Major League Rugby will be Watching Elections in Illinois

Its Election Day in the United States. If you haven’t voted, why are you reading this?

(Exception: if you’re reading this while in a line to vote, feel free to continue.)

One particular race should be on the minds of folks in the league office. Illinois voters have been asked to vote up or down to a potential amendment to the state constitution. Broadly speaking, Amendement 1 would codify the right for workers to organize. The Amendment reads as follows:

The proposed amendment would add a new section to the Bill of Rights Article of the Illinois Constitution that would guarantee workers the fundamental right to organize and to bargain collectively and to negotiate wages, hours, and working conditions, and to promote their economic welfare and safety at work. The new amendment would also prohibit from being passed any new law that interferes with, negates, or diminishes the right of employees to organize and bargain collectively over their wages, hours, and other terms and conditions of employment and workplace safety. At the general election to be held on November 8, 2022, you will be called upon to decide whether the proposed amendment should become part of the Illinois Constitution. For the proposed addition of Section 25 to Article I of the Illinois Constitution.

According to Ballotpedia, a 60% approval on the measure or a simple majority of all those casting ballots would result in approval of the amendment.

All of this is occurring right as Major League Rugby sees its goodwill with players destroyed and a team being hastily placed in Chicago. Three other states have similar constitutional language, but this will be the first incidence of such rights being codified in a state with an MLR team (Hawaii and Missouri lack teams, while New York’s team is technically housed in New Jersey.).

What impact approval of the amendment would have is yet to be seen. (Like most legislation, there’s an element of interpretation left to the courts.) While MLR players organized in 2020, the league has never formally recognized the union or engaged in collective bargaining. With the center of players anger shifting to Illinois, the United States Rugby Players Association will certainly be exploring how to force the league to engage.

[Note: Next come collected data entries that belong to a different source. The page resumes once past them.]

Issue #695, opened 2026-07-05
[infra] Enable GitHub merge queue on main + live validation


brownm09:
Part of #673 — top-level tracking issue with full root-cause diagnosis and options considered.

Depends on the merge-group readiness work in #694 being merged and run for a while first — this should not be flipped on immediately after #694 merges, per the original risk/sequencing note in #673.

## Scope
- Branch protection: check "Require merge queue" for `main`, set Build concurrency = 1 (keeps the staging-deploy mutex uncontended even inside the queue)
- Live end-to-end validation: push a real or throwaway PR through the queue, confirm `ci.yml`/`staging.yml` fire correctly under `merge_group`, staging deploys succeed, PR merges cleanly
- Update `docs/operations/branch-protection.md` to mark merge queue as active, document Build Concurrency = 1 and its rationale

Closes #673 once merged.

brownm09:
**Soak criterion before starting this issue**

Per #673's sequencing note, this should wait until #694's `merge_group` wiring (merged in #696) has run cleanly across ordinary traffic — not a fixed calendar wait, but PR diversity:

- **3-5 ordinary PRs** merge cleanly through the unchanged `pull_request`-triggered paths in `ci.yml`/`staging.yml`
- All 5 required checks stay green with no new flakiness: `Lint & Test`, `DB Integration Tests`, `Observability Stack Smoke Test`, `Playwright E2E`, `Staging Integration Tests`

As of #696's merge (2026-07-06T03:38:26Z), zero PRs have merged since — this bar hasn't started accumulating yet. Check `gh pr list --state merged --limit 5` before starting this issue to confirm the bar is cleared.

brownm09:
**Blocker discovered: merge queue requires organization ownership, not just public visibility.**

This issue's original recommendation (and [ADR-030](https://github.com/brownm09/lifting-logbook/blob/main/docs/adr/ADR-030-github-merge-queue-adoption.md)) assumed public repo visibility alone was sufficient — that assumption was wrong. Per GitHub's docs: *"Pull request merge queues are available in any public repository owned by an organization, or in private repositories owned by organizations using GitHub Enterprise Cloud."* `brownm09/lifting-logbook`'s owner type is `User`, not `Organization` — confirmed live via `gh api repos/brownm09/lifting-logbook`.

Tracked as [#729](https://github.com/brownm09/lifting-logbook/issues/729), which blocks #695 until resolved. ADR-030 correction incoming in a separate small PR.

Issue #673, opened 2026-07-04
[infra] Staging-deploy contention causes merge-time cascading cancellations across concurrent PRs


brownm09:
## Problem

During PRs [#661](https://github.com/brownm09/lifting-logbook/pull/661) and [#664](https://github.com/brownm09/lifting-logbook/pull/664) (2026-07-03), merging was severely slowed by staging-pipeline contention under concurrent PR throughput — 2–4 update+rerun+merge cycles were needed per PR.

## Root cause (confirmed by reading the workflows)

`Staging Integration Tests` is a required check (`docs/operations/branch-protection.md`, `.github/expected-required-checks.json`). It depends on `deploy-api` / `deploy-web` in [`staging.yml`](.github/workflows/staging.yml), each of which deploys to the **one shared** staging environment under a **global** (not per-PR) concurrency group:

```yaml
# staging.yml:318-320 (deploy-api) and :532-534 (deploy-web)
concurrency:
  group: staging-deploy-mutex-api   # same literal group for every PR
  cancel-in-progress: false
```

`cancel-in-progress: false` looks like it should make concurrent PRs *queue* safely, but GitHub Actions only ever keeps **one pending run per concurrency group** — a documented quirk already called out in this repo's own `deploy.yml` (lines 32–39):

> "GitHub Actions retains at most one pending run per concurrency group — when a third push arrives while a second is queued, the second is silently cancelled and the third takes the pending slot."

So under sustained multi-PR throughput: PR A holds the mutex (running) → PR B's deploy queues (pending) → PR C pushes and **cancels B's pending run**, taking the slot itself. B's `deploy-api` job ends with `result: cancelled`. `staging-integration-tests`' `Verify deploy prerequisites` step (`staging.yml:667-692`) treats any non-`success` upstream result as fatal:

```yaml
if [[ "$DEPLOY_RESULT" != "success" ]]; then
  echo "::error::deploy-api did not succeed (result: $DEPLOY_RESULT)..."
  exit 1
fi
```

— hard-failing the required check for B, with an error message ("re-run if transient") that reads like a normal flake rather than "another PR displaced you from the queue."

This compounds with branch protection's `strict: true` (require branches up to date): fixing B means pushing an update, which resets its staging run and re-enters the same contested queue — under continuous throughput this is a live-lock, not just added latency.

## Options evaluated

[...]

PR #696, opened 2026-07-05
[infra] Add merge_group triggers to CI workflows (merge-queue readiness)

### LINKED ISSUE #694: [infra] Add merge_group triggers to CI/staging workflows (merge-queue readiness)
Part of #673 — top-level tracking issue with full root-cause diagnosis and options considered.

## Scope

Additive-only wiring so `ci.yml` and `staging.yml` are ready to run under GitHub's `merge_group` event, in preparation for enabling "Require merge queue" on `main` (tracked separately in a follow-up issue). None of these changes alter behavior on the existing `pull_request`/`push` paths.

### `.github/workflows/ci.yml`
- Add `merge_group:` trigger
- Lockfile-sync check also runs under `merge_group`
- `observability-smoke` diff logic gets a `merge_group`-aware branch

### `.github/workflows/staging.yml`
- Add `merge_group:` trigger
- Fix concurrency group so merge-queue entries don't collide with each other
- Fix `build-images` fork-repo guard for `merge_group` (no PR context)
- "Resolve image tag" step: always rebuild fresh under `merge_group` (no floating PR tag to reuse)
- Docker image tags: use resolved `image_tag` output instead of raw PR context
- `preflight` job: add checkout + `base` input so `dorny/paths-filter` can diff correctly under `merge_group`
- `report-status` job: skip entirely under `merge_group` (no PR to comment on)

### Docs / ADR
- `docs/operations/branch-protection.md`: document merge-queue readiness (not yet activated)
- New ADR recording the merge-queue adoption decision

## Out of scope
- `prod-plan-pr.yml` is not migrated (advisory-only, not a required check) — noted as an accepted gap
- Enabling "Require merge queue" itself and live validation — tracked in the follow-up issue

#673 stays open until the follow-up issue also lands.

brownm09:
## Summary

Additive-only wiring so `ci.yml` and `staging.yml` validate correctly when run via a GitHub merge-queue entry, in preparation for enabling "Require merge queue" on `main` (tracked separately in #695). Root-cause diagnosis and options considered are in #673.

**None of these changes alter behavior on the existing `pull_request`/`push` paths** — every fix is either a new trigger, a `||`-fallback that only activates when the pull_request-specific field is already empty, or an `if:` that adds a disjunct without removing the existing condition.

### `.github/workflows/ci.yml`
- Add `merge_group` trigger
- Lockfile-sync check also runs under `merge_group` (defense-in-depth, per ADR-036's spirit)
- `observability-smoke` diff logic gets a `merge_group`-aware branch (safe fallback either way)

### `.github/workflows/staging.yml`
- Add `merge_group` trigger
- Fix concurrency group so merge-queue entries don't collide with each other (previously would have shared one literal group, recreating the exact cancellation bug #673 diagnosed)
- Fix `build-images` fork-repo guard for `merge_group` (no PR context to check)
- "Resolve image tag" step: always rebuild fresh under `merge_group` (no floating PR tag to reuse), fails fast if the merge-group SHA resolves empty rather than risking a malformed Docker tag
- Docker image tags + `GIT_SHA` build-args: use the resolved `image_tag` output instead of raw PR context (also catches a `GIT_SHA` build-arg added by #691 since this branch was cut — same fix pattern applies)
- `preflight` job: add a `merge_group`-only checkout + `base` input so `dorny/paths-filter` can diff correctly under `merge_group` (it needs a real git diff for non-`pull_request` events; `pull_request` continues to need no checkout at all, per the action's own docs)
- `report-status` job: skip entirely under `merge_group` (no PR to comment on)

### Docs / ADR
- `docs/operations/branch-protection.md`: new "Merge queue readiness" section — explicitly states "Require merge queue" is **not yet enabled live**
- New [ADR-030](https://github.com/brownm09/lifting-logbook/blob/infra/issue-694-merge-group-triggers/docs/adr/ADR-030-github-merge-queue-adoption.md) recording the merge-queue adoption decision, including two assumptions flagged as not fully doc-confirmed at implementation time:
  - `merge_group` entries are assumed to always be same-repo branches (fork-repo guard skipped for `merge_group`) — low-risk given this repo has no fork-PR contribution pattern
  - `github.event.merge_group.base_sha`/`.head_sha` field names are based on `head_sha` being GitHub's documented per-entry identifier, not a fully-spelled-out payload schema. The two diff-comparison uses degrade to a safe default if wrong; the image-tag use instead fails fast with an explicit error (see Review findings disposition below)

## Consciously out of scope

- **`prod-plan-pr.yml`** has the identical fork-guard and concurrency-group shape as `staging.yml` but produces no required check (advisory Terraform-plan PR comment only). Not migrated — a Terraform-touching PR loses that advisory comment when processed through the queue post-#695. UX gap, not a safety gap.
- `deploy.yml`, `merge-ready-digest.yml`, `required-checks-drift.yml` — confirmed no `github.event.pull_request.*` references or PR-shaped triggers, genuinely out of scope.
- **Enabling "Require merge queue" itself and live end-to-end validation** — tracked in #695, deliberately deferred until this PR has run for a while and is confirmed stable (flipping the branch-protection setting immediately would defeat the point of sequencing).

## Testing

- `npm run typecheck`: 4/4 tasks successful (55.5s)
- `npm test`: 12/12 turbo tasks successful; `@lifting-logbook/api` reported explicitly as `Tests: 440 passed, 0 skipped, 0 failed (96.2s)` — no failures anywhere in the run
- Pre-PR suppression / test-integrity / lockfile-drift greps: all clean (no matches) — this PR touches only workflow YAML and docs, no application code or `package.json`
- **Limitation, stated explicitly**: the actual `merge_group` code paths cannot be exercised locally or by this PR's own CI, since no merge queue is active yet. The only real verification of the `merge_group` branches themselves is #695's live queue run. This PR's CI (running as an ordinary `pull_request`) verifies only that the additive changes don't regress the existing path.

`/review` found 1 blocking, 2 non-blocking. All fixed in `414206f`:

- **[documentation]** `docs/README.md` ADR index table missing the new ADR-030 row — fixed in `414206f`.
- **[reliability]** "Resolve image tag" `merge_group` branch had no emptiness check on `merge_group.head_sha`, which could have produced a malformed Docker tag rather than degrading gracefully like the PR's other unconfirmed-field-name uses — fixed in `414206f` (fail-fast `::error::` guard); ADR-030's Consequences section corrected to match.
- **[performance]** `preflight` job's new checkout ran unconditionally, even though `pull_request` diffing needs no checkout at all — fixed in `414206f` (scoped to `if: github.event_name == 'merge_group'`).

Closes #694


brownm09:
## Review: [infra] Add merge_group triggers to CI workflows (merge-queue readiness)

### Summary
Small, well-scoped PR (128 lines across 5 files) that does what it says — additive `merge_group` wiring with no behavior change to existing `pull_request`/`push` paths. Merge with minor changes: one blocking documentation gap (the ADR index table wasn't updated for the new ADR-030) and two non-blocking findings, the more notable being that the "Resolve image tag" step's `merge_group` branch doesn't actually have the same safe-fallback property the PR body and ADR-030 claim every merge_group code path has.

---

### Blocking Findings

**[documentation]** `docs/README.md:131-163`
`docs/README.md` maintains a table titled "Architecture Decision Records" listing every ADR from ADR-001 through ADR-029 with its status. This PR adds `docs/adr/ADR-030-github-merge-queue-adoption.md` but does not add a corresponding row to this table, so the index is immediately stale the moment this PR merges — a session or reader orienting from `docs/README.md` won't discover ADR-030 exists.
**Fix:** Add a row for ADR-030 to the table in `docs/README.md`, matching the existing format (e.g. `| [ADR-030](adr/ADR-030-github-merge-queue-adoption.md) | GitHub Merge Queue Adoption | Accepted |`).

---

### Non-Blocking Findings

**[reliability]** `.github/workflows/staging.yml:231-237`
The `merge_group` branch of "Resolve image tag" sets `image_tag=${{ github.event.merge_group.head_sha }}` with no check that the value is non-empty. ADR-030's Consequences section states every use of the unconfirmed `merge_group.base_sha`/`.head_sha` fields "degrades to 'always run' / 'always rebuild fresh' if wrong, never a silent skip" — but that's not quite true here. If `head_sha` resolves empty, `image_tag` becomes an empty string, which flows into the Docker `tags:` field two steps later as `<repo>/api:` (empty tag component) — a malformed tag, not a graceful degradation. The other two field uses (`ci.yml`'s observability-smoke `BASE`/`HEAD`, and `staging.yml`'s `preflight` `base:` input) both have a genuine safe fallback (an explicit `-z` check, and `paths-filter`'s own empty-defaults-to-default-branch behavior, respectively) — this one doesn't.
**Suggestion:** Add a guard after the `echo "image_tag=..."` line — e.g. `if [[ -z "${{ github.event.merge_group.head_sha }}" ]]; then echo "::error::merge_group.head_sha resolved empty — cannot tag image" >&2; exit 1; fi` — so a wrong-field-name scenario fails loudly and immediately at this step instead of producing a malformed tag two steps downstream. This also tightens the ADR's own accuracy: either add the guard, or soften the Consequences wording to note this one path fails hard rather than degrades gracefully.

**[performance]** `.github/workflows/staging.yml:74-80`
The new `actions/checkout@v5` (with `fetch-depth: 0`, a full-history fetch) in the `preflight` job now runs unconditionally on every trigger, including ordinary `pull_request` pushes — the much more frequent case. Per `dorny/paths-filter`'s own docs (cited in this PR's ADR-030), `pull_request` diffing uses the GitHub API and needs no checkout at all; the checkout is only required for the `merge_group` path. Every regular PR push now pays a full-history checkout it didn't before, for a job that runs on every single push to every PR.
**Suggestion:** Scope the checkout to the path that actually needs it: `if: github.event_name == 'merge_group'` on the new checkout step. `paths-filter`'s `base:` input is already documented as ignored for `pull_request`, so this doesn't change behavior on that path — only removes an unnecessary checkout from it.

---

### Findings Disposition
Per ADR-028, each finding above must be fixed in this PR or filed as a tracked issue and linked in the PR body before merge.

---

To be clear, this would not change the status of the entire league, only players tied to Chicago. Many of those players will be headed to the Windy City against their will. They could be much more forceful with their labor rights. (Regardless of the amendment, Illinois will still be the most labor friendly state with an MLR side.) If Chicago’s players would organize and be recognized, it would be a tipping point that would see the entire league unionized and recognized in short order.